PR #3979, opened 2022-06-08
Fix inconsistency between NMCID and number of MID* keywords in `MapDatasetEventSampler`

fabiopintore:
I've found the possibility of an inconsistency between the value given in the NMCID keyword and the number of MID* keywords in the header of an event list obtained from `MapDatasetEventSampler`. 
NMCID indicates the total number of MID* keywords. However, currently if `MapDatasetEventSampler` does not simulate any event for a given source (i.e. a very faint source), the corresponding MID keywords is not stored but but the NMCID value counts it anyway.
This PR tries to fix this issue.

### DIFF
--- a/gammapy/datasets/simulate.py
+++ b/gammapy/datasets/simulate.py
@@ -88,11 +88,11 @@ class MapDatasetEventSampler:
             table = self._sample_coord_time(npred, temporal_model, dataset.gti)
             if len(table) > 0:
                 table["MC_ID"] = idx + 1
-                table.meta["MID{:05d}".format(idx + 1)] = idx + 1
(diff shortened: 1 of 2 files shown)


gammapy/datasets/simulate.py
```diff
@@ -88,11 +88,11 @@ def sample_sources(self, dataset):
             table = self._sample_coord_time(npred, temporal_model, dataset.gti)
             if len(table) > 0:
```
adonath, line 89: Is this case still needed?

fabiopintore: No, it's not. 
We would need a condition only to build the astropy table in case of zero sampled events, I think.

adonath (approved):
Thanks @fabiopintore!

PR #3980, opened 2022-06-08
Fix bug in `TemplateSpatialModel.evaluate`

fabiopintore:
In very rare case, it may happen that the evaluation of a `TemplateSpatialModel` model provide negative values. This PR aims at fixing this issue.


adonath:
Does it actually resolve the issue you observed?

fabiopintore:
Yes, the issue does not appear anymore now.

adonath:
Thanks @fabiopintore, can you please add a minimal test case? Create a `TemplateSpatialModel` with negative values in the map and make sure those are not present any more after evaluation. Please also add a comment in the docstring, that negative values are clipped.

adonath (approved):
Thanks @fabiopintore, no further comment from my side.

Issue #3982, opened 2022-06-10
RegionNDMap.fill_events(events) fails for a PointSkyRegion if events is empty 


registerrier:
**Gammapy version**
v0.20 and dev

**Bug description**
The data reduction for radmax spectral analysis can fail in case no off counts are selected because the command:
`counts.fill_events(events)` fails when no events are selected.

**Expected behavior**
The command should work even if no events are found as is the case for other region types.

**To Reproduce**
```
from astropy.coordinates import SkyCoord
import astropy.units as u
from gammapy.data import DataStore
from gammapy.maps import RegionNDMap

ds=DataStore.from_dir("$GAMMAPY_DATA/hess-dl3-dr1/")
obs=ds.obs(23523)

events=obs.events.select_offset([70.,71]*u.deg)

counts=RegionNDMap.create("icrs;point(0,0)")

counts.fill_events(events)
```

**Other information**
The error is cause by the current implementation of `PointSkyRegion.contains(skycoord, wcs)` which always returns a `bool` independently of the `skycoord.shape`.

See:
https://astropy-regions.readthedocs.io/en/stable/_modules/regions/shapes/point.html#PointSkyRegion.contains

registerrier:
See associated issue: https://github.com/astropy/regions/issues/465

adonath:
Thanks @registerrier, I guess we don't wait for the fix in regions but implement a workaround in Gammapy instead...

PR #3986, opened 2022-06-10
Fix bug in RegionNDMap.fill_events with PointSkyRegion 

registerrier:
**Description**

This pull request solves #3982 . The fix introduced should be removed once corrected in regions.

**Dear reviewer**


adonath (approved):
Thanks @registerrier, no comments from my side!

PR #4002, opened 2022-06-20
Modify conf.py to support bugfix versions

registerrier:
**Description**

This pull request corrects the switcher in the docs to support bug fix releases. Currently every version with more than 5 characters is renamed to dev in the switcher. This is not enough for e.g. 0.20.1 . 
The change here relies on the presence of the dev string in the version name.

**Dear reviewer**


adonath (approved):
Thanks @registerrier! I have no comments..

PR #4003, opened 2022-06-20
Add template generation of quickstart in documentation

registerrier:
**Description**

This pull request is a proposal to help simplify the release process w.r.t. doc generation.

- First the Makefile is modified to avoid the necessity of performing part of step 3 described in dev doc:
```
In the 0.14/docs/_downloads folder, rename notebooks-dev.tar file as notebooks-0.14.tar.
```
- Second a python script is added to generate the quick start and gammapy download sections of the getting started
  - The section is included for a release but not for a dev version. This avoids the inconsistency with the versioning in the dev doc.
- Third the Makefile is adapted to automatically create the files before compiling the doc.

**Dear reviewer**

This is a proposal two remove two manual steps in the release process. It is a first step towards a possible automation of the doc deployment.

Some of the solutions proposed are not ideal e.g. having the text of the quick start in a python script is not very intuitive.

Note that it is not possible to use the sphinx substitution mechanism in the `code-block` hence the proposal to programmatically generate the code block. 

Note that this requires testing. But I am not sure where to put the tests.

PR #4004, opened 2022-06-21
Add code block substitution and conditional quick start in doc getting-started

registerrier:
**Description**

This pull request is an alternative approach to PR #4003. As suggested by @adonath it uses a new sphinx directive for substitution in code block and is applied for the quick start section. A conditional statement is added not to include the quick start for dev versions.

Note that here the substitution is added in the code base. Conversely we can rely on the external package: 
https://github.com/adamtheturtle/sphinx-substitution-extensions

**Dear reviewer**


docs/sphinx_utils.py
```diff
@@ -0,0 +1,39 @@
+"""
```
adonath, line 1: I think it's fine to keep this on our side, however the other sphinx extensions we have are in `gammapy/utils/docs.py`, maybe move to there?

docs/getting-started/index.rst
```diff
@@ -55,66 +55,9 @@ Installation
         :text: Learn more
         :classes: btn-secondary stretched-link
 
-.. _quickstart-setup:
+.. ifconfig:: not 'dev' in version
```
adonath, line 58: Does this mean the the Quickstart is not included at all for dev versions? I guess this mostly makes sense, alternatively we could just work with a place-holder like:

```
https://gammapy.org/download/install/gammapy-x.x.x-environment.yml
```

adonath (dismissed):
Thanks @registerrier, this looks like an elegant solution to me!

docs/sphinx_utils.py
registerrier: Done. 
I did not manage to use exactly the same logic as was previously used. So I added the `setup` in the `conf.py`.

Should we test this code? I suppose we should, but it is not clear how. and what to test.

docs/getting-started/index.rst
adonath: I guess the downside of hiding it for dev version is that we don't see the rendered output even when changes are being made? But I have no strong opinion there...

registerrier: Yes Indeed. With the `ifconfig` scheme you can only test the result on a tagged version, so hiding the section completely is a bit annoying.

adonath: +1 for the `X.Y.Z` I think this makes it obvious, that there is no env file for dev versions...

adonath:
Two more things:
- Update dev docs?
- Still include the argument forwarding for the `Makefile` from #4003? It is used for the notebooks...

registerrier:
I can open a new PR for the Makefile as it is a slightly different matter

adonath:
Idea from dev meeting: add a warning box for dev builds saying there is no quickstart setup

adonath (approved):
Thanks @registerrier! I think we should go ahead and merge this. The warning box could optionally be added in a follow-up PR.

PR #4014, opened 2022-06-30
Avoid unnecessary copy in Map.stack

QRemy:
Remove unnecessary copy in Map.stack before replacing nan values


QRemy:
> Is this approach more efficient regarding CPU usage? Is the additional call to `np.isfinite` equivalent?

My thought  was that `stack` is used mostly in `npred_signal` where there is usually no NaN so avoiding the copy is worth in that case even if for the other cases this add one more `np.isfinite` call.

registerrier (dismissed):
Thanks @QRemy 
This looks good to me.

registerrier (approved):
Thanks @QRemy !

PR #4015, opened 2022-06-30
Allow to stack mask_fit in Dataset.stack

QRemy:
Allow to stack mask_fit in Dataset.stack in the same way than mask_safe

### DIFF
--- a/gammapy/datasets/map.py
+++ b/gammapy/datasets/map.py
@@ -703,7 +703,8 @@ class MapDataset(Dataset):
             Masked dataset
         """
         dataset = self.__class__.from_geoms(**self.geoms, name=name)
-        dataset.mask_fit.data = False
+        if self.mask_fit:
+            dataset.mask_fit.data = False
         dataset.stack(self, nan_to_num=nan_to_num)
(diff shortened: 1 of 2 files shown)


gammapy/datasets/map.py
```diff
@@ -786,6 +786,11 @@ def stack(self, other, nan_to_num=True):
         if self.mask_safe and other.mask_safe:
             self.mask_safe.stack(other.mask_safe)
 
+        if self.mask_fit and other.mask_fit:
+            self.mask_fit.stack(other.mask_fit)
+        elif other.mask_fit:
+            self.mask_fit = other.mask_fit
```
adonath, line 792:
```suggestion
            self.mask_fit = other.mask_fit.copy()
```

adonath (changes requested):
Thanks @QRemy, I have left one inline suggestion. I think we should copy the other mask...

registerrier (approved):
Thanks @QRemy

registerrier:
@adonath comment has been taken into account. Merging now.

PR #4017, opened 2022-06-30
Introduce a phase curve model

registerrier:
**Description**

This pull request introduces a possible PhaseCurve template model. Contrary to other template models, it also contains `Parameters` that describe a simple timing solution.

This raises question on the bookkeeping since those parameters would be described elsewhere. I assume the parameters  could be defined as keywords in the `Table` header. But then we have an issue of consistency with the yaml `Models` file.

We could decide that the `models.yaml` parameters take precedence but that can be tricky. 

**Dear reviewer**

does it fit the required use case @fabiopintore ? Are there public files we could use to test?

### DIFF
--- a/gammapy/modeling/models/temporal.py
+++ b/gammapy/modeling/models/temporal.py
@@ -6,7 +6,7 @@ from astropy import units as u
 from astropy.table import Table
 from astropy.time import Time
 from astropy.utils import lazyproperty
-from gammapy.maps import RegionNDMap, TimeMapAxis
+from gammapy.maps import RegionNDMap, TimeMapAxis, MapAxis
 from gammapy.modeling import Parameter, Parameters
 from gammapy.utils.random import InverseCDFSampler, get_random_state
 from gammapy.utils.scripts import make_path
@@ -826,12 +826,25 @@ class TemplatePhaseCurveTemporalModel(TemporalModel):
         ph_min, n_min = self._time_to_phase(t_min.mjd*u.d, **kwargs)
         ph_max, n_max = self._time_to_phase(t_max.mjd*u.d, **kwargs)
 
-        val1 = self._interpolator.antiderivative()(ph_max)-self._interpolator.antiderivative()(0)
-        val2 = self._interpolator.antiderivative()(1)-self._interpolator.antiderivative()(ph_min)
-        total = self._interpolator.antiderivative()(1)-self._interpolator.antiderivative()(0)
+        # here we assume that the frequency does not change during the integration boundaries
+        delta_t = (t_min.mjd - self.t_ref.value)*u.d
+        frequency = self.f0.quantity + delta_t * (self.f1.quantity + delta_t  * self.f2.quantity/2)
 
-        total *= (n_max-n_min)
-        return (total + val1 + val2)/self.time_sum(t_min, t_max)
+        # Compute integral of one phase
+        phase_integral = self._interpolator.antiderivative()(1)-self._interpolator.antiderivative()(0)
+        # Multiply by the total number of phases
+        phase_integral *= (n_max-n_min-1)
+
+        # Compute integrals before first full phase and after the last full phase
+        end_integral = self._interpolator.antiderivative()(ph_max)-self._interpolator.antiderivative()(0)
+        start_integral = self._interpolator.antiderivative()(1)-self._interpolator.antiderivative()(ph_min)
+
+        # Divide by Jacobian (here we neglect variations of frequency during the integration period)
+        total = (phase_integral + start_integral + end_integral)/frequency
+        # Normalize by total integration time
+        integral_norm =  total / self.time_sum(t_min, t_max)
+
+        return integral_norm.to("")
 
     @classmethod
     def from_dict(cls, data):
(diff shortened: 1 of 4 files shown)


gammapy/modeling/models/temporal.py
```diff
@@ -678,3 +679,103 @@ def integral(self, t_min, t_max):
...
+        if filename is not None:
+            filename = str(make_path(filename))
+        self.filename = filename
+        super().__init__(**kwargs)
+
+    @classmethod
+    def read(cls, path):
+        """Read phasecurve model table from FITS file.
+
+        Beware : this does **not** read parameters.
```
bkhelifi, line 738: Do you mean here that there are not parameters but a table?

bkhelifi:
Hi @registerrier,
I do not understand the association of the parameters and the table. The parameters are used only in `evaluate` and the building of the model never uses it.

gammapy/modeling/models/temporal.py
```diff
@@ -678,3 +679,103 @@ def integral(self, t_min, t_max):
...
+        delta_t = time - t_ref
+        phase = (phi_ref + delta_t * (f0 + delta_t / 2. * (f1 + delta_t / 3 * f2))).to_value('')
+
+        phase -= np.floor(phase)
+        return self._interpolator(phase)
+
+    @classmethod
+    def from_dict(cls, data):
+        params = data["temporal"]["parameters"]
+        return cls.read(data["temporal"]["filename"])
```
QRemy, line 774: This should read also the parameters.
Could be similar than the EBl model : 
https://docs.gammapy.org/dev/_modules/gammapy/modeling/models/spectral.html#EBLAbsorptionNormSpectralModel.from_dict

gammapy/modeling/models/temporal.py
```diff
@@ -678,3 +679,103 @@ def integral(self, t_min, t_max):
...
+
+    def to_dict(self, full_output=False):
+        """Create dict for YAML serialisation"""
+        model_dict = super().to_dict()
+        model_dict["filename"] = self.filename
+        return model_dict
```
QRemy, line 780: As for the EBL model the data could save directly in the yaml file if a filename is not provided :
https://docs.gammapy.org/dev/_modules/gammapy/modeling/models/spectral.html#EBLAbsorptionNormSpectralModel.to_dict

gammapy/modeling/models/temporal.py
registerrier: Yes, the `read` method only reads the `Table`. The `Parameters` should be read from the models.yaml file.

gammapy/modeling/models/temporal.py
```diff
@@ -678,3 +679,103 @@ def integral(self, t_min, t_max):
...
+    f2 : `~astropy.units.Quantity`
+        The frequency second derivative at t_ref in s-3
+    """
+    tag = ["TemplatePhaseCurveTemporalModel", "template-phase"]
+    _t_ref_default = Time(48442.5, format="mjd")
+    t_ref = Parameter("t_ref", _t_ref_default.mjd, unit="day", frozen=True)
+    phi_ref = Parameter("phi_ref", 0, unit="", frozen=True)
+    f0 = Parameter("f0", "29.946923 s-1", frozen=True)
+    f1 = Parameter("f1", "-3.77535E-10 s-2", frozen=True)
+    f2 = Parameter("f2", "1.1147E-20 s-3", frozen=True)
```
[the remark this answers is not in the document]
registerrier: Those are parameters representing the `Crab` pulsar in ATNF. That's a possible default.

fabiopintore:
Thanks @registerrier . Unfortunately there are no public models yet. I'm waiting for them. I can pass either the phasecurve model for the binaries or a pulsar phasecurve from the previous CTA DC...

gammapy/modeling/models/temporal.py
registerrier: OK will adapt accordingly.

gammapy/modeling/models/temporal.py
```diff
@@ -662,3 +663,131 @@ def integral(self, t_min, t_max):
...
+            Table.read(filename),
+            filename=filename,
+            t_ref=t_ref,
+            phi_ref=phi_ref,
+            f0=f0,
+            f1=f1,
+            f2=f2,
+        )
+
+    def write(self, path=None, overwrite=False):
```
bkhelifi, line 755: The ``write`` method stores only the table, not the other parameters. What is the logic behind? 
In parallel, the ``read`` method ingests the table stored in the filename and the other parameters have to be put in argument. So the whole is coherent. 
But, why can not the full model be stored? When manipulating the dictionary it seems that everything is handled...

gammapy/modeling/models/tests/test_temporal.py
```diff
@@ -313,3 +316,52 @@ def test_plot_constant_model():
     constant_model = ConstantTemporalModel(const=1)
     with mpl_plot_check():
         constant_model.plot(time_range)
+
+
+def test_phase_curve_model(tmp_path):
```
bkhelifi, line 321: Maybe you can add a test on the filename raise (L759)?

adonath:
This PR does not have a milestone, @registerrier will this be ready for v1.0?

gammapy/modeling/models/temporal.py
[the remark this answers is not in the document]
registerrier: I changed the first and second derivatives default to 0.

gammapy/modeling/models/temporal.py
```diff
@@ -662,3 +663,131 @@ def integral(self, t_min, t_max):
...
+    f1 : `~astropy.units.Quantity`
+        The frequency derivative at t_ref in s-2
+    f2 : `~astropy.units.Quantity`
+        The frequency second derivative at t_ref in s-3
+    """
+
+    tag = ["TemplatePhaseCurveTemporalModel", "template-phase"]
+    _t_ref_default = Time(48442.5, format="mjd")
+    _phi_ref_default = 0
+    _f0_default = 29.946923 * u.s**-1
```
bkhelifi, line 707:
```suggestion
    _f0_default = 29.946923 * u.s**-1 # Crab pulsar value, as default
```

bkhelifi (approved):
Thanks @registerrier . OK for me

gammapy/modeling/models/temporal.py
```diff
@@ -79,6 +80,8 @@ def plot(self, time_range, ax=None, **kwargs):
             times to plot the model
         ax : `~matplotlib.axes.Axes`, optional
             Axis to plot on
+        nbin : int
```
adonath, line 83: In `SpectralModel.plot` we called this `n_points`, so we are inconsistent here. I think the best solution would be to rename to `nbin` consistently, but that's backwards incompatible. The 2nd best solution would probably to at least go for consistency in the `.plot` methods an call this `n_points` here as well.

adonath (approved):
Thanks @registerrier, I only have one minor inline comment...

gammapy/modeling/models/temporal.py
registerrier: modified to `n_points`

adonath (approved):

bkhelifi (approved):
Thanks a lot @registerrier. The merge can be made.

→ Exercise requirements
Copy out all lines of the material above in which "before" occurs.

→ Answer space
- Third the Makefile is adapted to automatically create the files before compiling the doc.
Remove unnecessary copy in Map.stack before replacing nan values
+        # Compute integrals before first full phase and after the last full phase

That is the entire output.